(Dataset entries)
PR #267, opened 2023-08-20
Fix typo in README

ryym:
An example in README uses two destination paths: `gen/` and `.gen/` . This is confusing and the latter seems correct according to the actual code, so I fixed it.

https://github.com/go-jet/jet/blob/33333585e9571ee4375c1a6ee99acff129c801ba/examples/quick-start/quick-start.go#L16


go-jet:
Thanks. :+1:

• WHAT THE EXERCISE ASKS: Once you find the line containing "Fix typo in README", copy it and every line after it through the end of the records, exactly as they stand.

• OUTPUT BELOW:
Fix typo in README

ryym:
An example in README uses two destination paths: `gen/` and `.gen/` . This is confusing and the latter seems correct according to the actual code, so I fixed it.

https://github.com/go-jet/jet/blob/33333585e9571ee4375c1a6ee99acff129c801ba/examples/quick-start/quick-start.go#L16


go-jet:
Thanks. :+1:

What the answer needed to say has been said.